▶ **TASK DIRECTIONS**: Please show every line from the entries that carries the word "both".

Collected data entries
·····
PR #3613, opened 2024-12-19
Add networked-signer tests

richardpringle:
- **Move local-signer to its own package**
- **Split bls tests into signing tests and other generic bls operations**
- **Add test for networked signer**

## Why this should be merged

I moved the tests to make it easier to test multiple signer implementations. 

## How this works

I split the tests up. There are tests in the `bls` package as well as the individual signers. There are also a couple of tests in the `blstest` package as well. 

## How this was tested

See above

nope


utils/crypto/bls/test/bls_benchmark_test.go
```diff
@@ -1,7 +1,7 @@
 // Copyright (C) 2019-2024, Ava Labs, Inc. All rights reserved.
 // See the file LICENSE for licensing terms.
 
-package bls
+package bls_test
```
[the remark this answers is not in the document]
yacovm: This is a special package, the test package. It forces you to use only exported APIs.

utils/crypto/bls/signers/local/local.go
```diff
@@ -0,0 +1,74 @@
...
+// NewSecretKey generates a new secret key from the local source of
+// cryptographically secure randomness.
+func NewSigner() (*LocalSigner, error) {
+	var ikm [32]byte
+	_, err := rand.Read(ikm[:])
+	if err != nil {
+		return nil, err
+	}
+	sk := blst.KeyGen(ikm[:])
+	ikm = [32]byte{} // zero out the ikm
```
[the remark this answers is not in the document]
richardpringle: Gotta zero out the bytes used to initialize the secret key

utils/crypto/bls/test/bls_benchmark_test.go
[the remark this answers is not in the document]
richardpringle: It looks like the convention is to just put these files in the same directory as the parent package (`<parent_package_name>_test`). Want me to do that? I do need the `_test` otherwise it's a completely separate package.

richardpringle:
> (No action required) Would it make sense to separate the functional changes introduced by this PR from the considerable number of non-functional changes (e.g. renames) to simplify review of such an otherwise large PR?

Great question... maybe? 

I would argue that the overall cost of review doesn't change that much as most files just contain renames. I would have had to change the tests no matter what. I could have added the json-rpc signer in a second PR, but is that really beneficial?

I can do that if you (@marun) or any other reviewers would like, I don't mind.

utils/crypto/bls/signer.go
```diff
@@ -0,0 +1,10 @@
+// Copyright (C) 2019-2024, Ava Labs, Inc. All rights reserved.
+// See the file LICENSE for licensing terms.
+
+package bls
+
+type Signer interface {
+	PublicKey() *PublicKey
+	Sign(msg []byte) *Signature
+	SignProofOfPossession(msg []byte) *Signature
```
joshua-kim, line 9: I feel like this interface looks cleaner if we just merge these two function signatures and just add the ciphertext as a parameter. Having a separate function signature for each ciphertext feels like it just bloats the interface... but not sure what others think.

utils/crypto/bls/blstest/bls_benchmark_test.go
```diff
@@ -35,7 +37,7 @@ var (
 )
 
 func BenchmarkSign(b *testing.B) {
```
joshua-kim, line 39: Something awkward about this test structure from the perspective of `localsigner` is that this test benchmarks the `localsigner` implementation (knows how to sign), not `bls` (knows operations across bls keys like aggregation/verification), so it feels like this belongs under something like `signer/localsigner/local_signer_test.go` since `bls` isn't even used here.

Maybe an alternative to this structure would be to have:
1. `bls/bls_test.go` - tests `bls` (operations across keys)
2. `signer/signertest/signertest.go` - has a common test suite that you can plug in any implementation of `Signer` into to verify that the interface implementation is correct
3. `signer/localsigner/localsigner_test.go` - uses the test suite in `signertest`
4. `signer/jsonrpc` - uses the test suite in `signertest`

utils/crypto/bls/blstest/bls_benchmark_test.go
```diff
@@ -51,7 +53,7 @@ func BenchmarkSign(b *testing.B) {
 }
 
 func BenchmarkVerify(b *testing.B) {
-	privateKey, err := NewSigner()
+	privateKey, err := localsigner.NewSigner()
```
joshua-kim, line 56: One thing that's awkward about this test structure from the perspective of `bls` is that `bls` tests are coupled to the implementation of `localsigner`

utils/crypto/bls/signers/json-rpc/client.go
```diff
@@ -0,0 +1,105 @@
...
+
+	"github.com/gorilla/rpc/v2/json2"
+
+	"github.com/ava-labs/avalanchego/utils/crypto/bls"
+)
+
+var _ bls.Signer = (*Client)(nil)
+
+type Client struct {
+	// http client
```
joshua-kim, line 21: nit: unnecessary comment

utils/crypto/bls/signers/json-rpc/client.go
joshua-kim, line 1: nit: `signer/jsonrpc` instead of `signer/json-rpc` for the path name, I don't think I've seen kebab-casing before in our repo

utils/crypto/bls/signers/json-rpc/client.go
```diff
@@ -0,0 +1,105 @@
...
+	return json2.DecodeClientResponse(resp.Body, result)
+}
+
+func (c *Client) PublicKey() *bls.PublicKey {
+	reply := new(PublicKeyReply)
+
+	err := c.call("Signer.PublicKey", []interface{}{PublicKeyArgs{}}, reply)
+	if err != nil {
+		panic(err)
+	}
```
joshua-kim, line 63: Should we add this error to the i/f definition? Panic'ing seems not graceful here since the caller can't decide how to handle the error without using `recover`. Or are we trying to avoid the error handling as part of this PR to make the diff smaller?

utils/crypto/bls/signers/json-rpc/client.go
```diff
@@ -0,0 +1,105 @@
...
+	defer resp.Body.Close()
+
+	return json2.DecodeClientResponse(resp.Body, result)
+}
+
+func (c *Client) PublicKey() *bls.PublicKey {
+	reply := new(PublicKeyReply)
+
+	err := c.call("Signer.PublicKey", []interface{}{PublicKeyArgs{}}, reply)
```
joshua-kim, line 60: nit: use `any` instead of `interface{}` (code before go1.18 uses the `interface{}` keyword since `any` wasn't introduced until then).

utils/crypto/bls/signers/json-rpc/client.go
```diff
@@ -0,0 +1,105 @@
...
+	if err != nil {
+		panic(err)
+	}
+
+	// deserialize the public key
+	sig := new(bls.Signature)
+	sig = sig.Deserialize(reply.Signature)
+
+	// can be nil if the public key is invalid
+	return sig
```
joshua-kim, line 104: Should we also consider adding an error to the i/f on `Sign*`? It seems like it'll be an annoying dx to rememer to check for a nil signature as opposed to getting an error.

utils/crypto/bls/signers/json-rpc/messages.go
joshua-kim, line 1: nit: `message.go`, or just define these types `server.go`

utils/crypto/bls/signers/json-rpc/server.go
```diff
@@ -0,0 +1,112 @@
...
+type signerService struct {
+	signer *localsigner.LocalSigner
+}
+
+type Server struct {
+	httpServer *http.Server
+	listener   net.Listener
+}
+
+func NewSignerService() *signerService {
```
joshua-kim, line 29: Nit: export `signerService` since it's being used from an exported function

utils/crypto/bls/signers/json-rpc/server.go
```diff
@@ -0,0 +1,112 @@
...
+	signer, err := localsigner.NewSigner()
+	if err != nil {
+		panic(err)
+	}
```
joshua-kim, line 33: Can we bubble up the error here instead of panic'ing? I think for the other panics it's reasonable if we don't want to make the diff bigger because it's an interface change + the panic's wont trigger because the network signer isn't actually used.

utils/crypto/bls/blstest/bls_test.go
```diff
@@ -0,0 +1,555 @@
...
+	client := jsonrpc.NewClient(url)
+
+	return jsonRPCSigner{server: server, Client: client}, nil
+}
+
+var signerFns = []func() (Signer, error){
+	localSignerFn,
+	serverSignerFn,
+}
+
```
joshua-kim, line 69: I think the tests in this file are a bit complex and also are now testing integration across the `jsonrpc` signer and `localsigner` which I feel like is unnecessary - if they correctly implement the `Signer` interface they're just returning plain data types and not interfaces so the operations in `bls` should still work across them. I think if we go with the earlier comment's suggestion we can probably get rid of a lot of these tests.

utils/crypto/bls/signers/json-rpc/server.go
```diff
@@ -0,0 +1,112 @@
+// Copyright (C) 2019-2024, Ava Labs, Inc. All rights reserved.
+// See the file LICENSE for licensing terms.
+
+package jsonrpc
```
joshua-kim, line 4: nit: this package name is inconsistent with `localsigner`... maybe we rename `localsigner` to `local` or `jsonrpc` to `jsonrpcsigner`. Alternatively we can pull this out of the PR and put it into a subsequent one.

utils/crypto/bls/blstest/blstest.go
```diff
@@ -0,0 +1,21 @@
...
+	if err != nil {
+		return false, err
+	}
+	aggPK, err := bls.AggregatePublicKeys(publicKeys)
+	if err != nil {
+		return false, err
+	}
+
+	return bls.Verify(aggPK, aggSig, message), nil
+}
```
richardpringle, line 21: Should I just expose this function from the `bls` library?

utils/crypto/bls/signer.go
richardpringle: I actually think that we should have a `ProofOfPossession()` method. We shouldn't really be doing proof-of-possession signatures of anything other than the pubkey. 

Regardless, that change would be beyond the scope of this PR.

utils/crypto/bls/bls_benchmark_test.go
```diff
@@ -10,55 +10,18 @@ import (
...
-			message := utils.RandomBytes(messageSize)
-
-			b.ResetTimer()
-
-			for n := 0; n < b.N; n++ {
-				_ = privateKey.Sign(message)
-			}
-		})
-	}
-}
```
richardpringle, line 51: Moved to individual implementations

utils/crypto/bls/signature.go
```diff
@@ -46,12 +46,25 @@ func SignatureFromBytes(sigBytes []byte) (*Signature, error) {
...
+	if err != nil {
+		return false, err
+	}
+	aggPK, err := AggregatePublicKeys(publicKeys)
+	if err != nil {
+		return false, err
+	}
+
+	return Verify(aggPK, aggSig, message), nil
+}
```
richardpringle, line 70: This function is only used in tests right now. I'm not sure if there's a better way to expose it

utils/crypto/bls/signers/json-rpc/client.go
richardpringle: I didn't want to add error handling to this PR, as it's already pretty big. I can add it if you (or anyone else) think I should.

utils/crypto/bls/signers/json-rpc/server.go
richardpringle: 🤔. If we're happy with how testing is split up, I don't mind pulling it out. The only thing is that the way I split up the testing might look a little silly with only a single implementation. 

I'm easy though, either way works. 

I also think `jsonrpcsigner` makes the most sense here and will make that change regardless.

utils/crypto/bls/signers/json-rpc/server.go
richardpringle: The constructor isn't actually part of the interface. Easy to add this, 👍

utils/crypto/bls/signer.go
richardpringle: Just to elaborate here, the reason that I prefer to have both APIs over a single function where one has to pass in the digest is because I think this should be opaque to the caller. It's an implementation detail that these two methods only differ in the digest used for signing.

utils/crypto/bls/signature.go
cam-schultz: The preferred approach (in this repo) is to use `*test` packages for test-only code: https://github.com/ava-labs/avalanchego/pull/3238

As for this functions utility outside of tests, I can't think of a use case off the top of my head where the caller would be both the signer and verifier.

utils/crypto/bls/signers/json-rpc/benchmark_test.go
```diff
@@ -0,0 +1,31 @@
...
+	"testing"
+
+	"github.com/stretchr/testify/require"
+
+	"github.com/ava-labs/avalanchego/utils"
+	"github.com/ava-labs/avalanchego/utils/crypto/bls/blstest"
+)
+
+func BenchmarkSign(b *testing.B) {
+	server, privateKey, _ := NewSigner(require.New(b))
```
cam-schultz, line 17: What "server" is running here? Trying to understand what this benchmark measures distinct from the local signer benchmark.

utils/crypto/bls/signers/json-rpc/client.go
cam-schultz, line 1: What's the motivation to use `gorilla/rpc/v2/json2` instead of `avalanchego/utils/rpc` to build out this package? Most other rpc packages in Avalanchego use `avalanchego/utils/rpc`/`avalanchego/utils/json`, both of which use `gorilla` internally.

cam-schultz (commented):
The structure makes sense to me, and I appreciate the comprehensive test coverage you included. I left some comments that should hopefully be straightforward to answer/address.

utils/crypto/bls/ciphersuite.go
```diff
@@ -0,0 +1,12 @@
...
+
+package bls
+
+var (
+	// The ciphersuite is more commonly known as G2ProofOfPossession.
+	// There are two digests to ensure that message space for normal
+	// signatures and the proof of possession are distinct.
+	CiphersuiteSignature         = []byte("BLS_SIG_BLS12381G2_XMD:SHA-256_SSWU_RO_POP_")
+	CiphersuiteProofOfPossession = []byte("BLS_POP_BLS12381G2_XMD:SHA-256_SSWU_RO_POP_")
+)
```
StephenButtolph, line 12: Is there any way to make these `const`s if we are exporting them?
```suggestion
const (
	// The ciphersuite is more commonly known as G2ProofOfPossession.
	// There are two digests to ensure that message space for normal
	// signatures and the proof of possession are distinct.
	CiphersuiteSignature         = "BLS_SIG_BLS12381G2_XMD:SHA-256_SSWU_RO_POP_"
	CiphersuiteProofOfPossession = "BLS_POP_BLS12381G2_XMD:SHA-256_SSWU_RO_POP_"
)
```
I think it was done as a var because I was concerned that a `[]byte("")` cast would perform memory allocations... But I suppose we could use unexported vars for that as well.

utils/crypto/bls/public.go
```diff
@@ -9,7 +9,10 @@ import (
 	blst "github.com/supranational/blst/bindings/go"
 )
 
-const PublicKeyLen = blst.BLST_P1_COMPRESS_BYTES
+const (
+	SecretKeyLen = blst.BLST_SCALAR_BYTES
```
StephenButtolph, line 13: It feels weird to me to export the `SecretKeyLen` from a package that doesn't handle secret keys anymore (because the length of the key is going to be representation specific).

Would it make more sense to export this from the `localsigner` package?

utils/crypto/bls/signer/localsigner/localsigner.go
```diff
@@ -0,0 +1,73 @@
...
+
+type secretKey = blst.SecretKey
+
+type LocalSigner struct {
+	sk *secretKey
+}
+
+// NewSecretKey generates a new secret key from the local source of
+// cryptographically secure randomness.
+func NewSigner() (*LocalSigner, error) {
```
StephenButtolph, line 29: `localsigner.NewSigner` kind of stutters - should this just be `New`?
```suggestion
func New() (*LocalSigner, error) {
```

utils/crypto/bls/public.go
```diff
@@ -9,7 +9,9 @@ import (
 	blst "github.com/supranational/blst/bindings/go"
 )
 
-const PublicKeyLen = blst.BLST_P1_COMPRESS_BYTES
+const (
+	PublicKeyLen = blst.BLST_P1_COMPRESS_BYTES
+)
```
StephenButtolph, line 14: Just to reduce the diff
```suggestion
const PublicKeyLen = blst.BLST_P1_COMPRESS_BYTES
```

utils/crypto/bls/signer/localsigner/localsigner.go
```diff
@@ -0,0 +1,73 @@
...
+}
+
+// ToBytes returns the big-endian format of the secret key.
+func (s *LocalSigner) ToBytes() []byte {
+	return s.sk.Serialize()
+}
+
+// SecretKeyFromBytes parses the big-endian format of the secret key into a
+// secret key.
+func SecretKeyFromBytes(skBytes []byte) (*LocalSigner, error) {
```
StephenButtolph, line 48: Sorry to keep doing this to you
```suggestion
func FromBytes(skBytes []byte) (*LocalSigner, error) {
```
·····
▶ **THE ANSWER**:
richardpringle: Just to elaborate here, the reason that I prefer to have both APIs over a single function where one has to pass in the digest is because I think this should be opaque to the caller. It's an implementation detail that these two methods only differ in the digest used for signing.
As for this functions utility outside of tests, I can't think of a use case off the top of my head where the caller would be both the signer and verifier.
cam-schultz, line 1: What's the motivation to use `gorilla/rpc/v2/json2` instead of `avalanchego/utils/rpc` to build out this package? Most other rpc packages in Avalanchego use `avalanchego/utils/rpc`/`avalanchego/utils/json`, both of which use `gorilla` internally.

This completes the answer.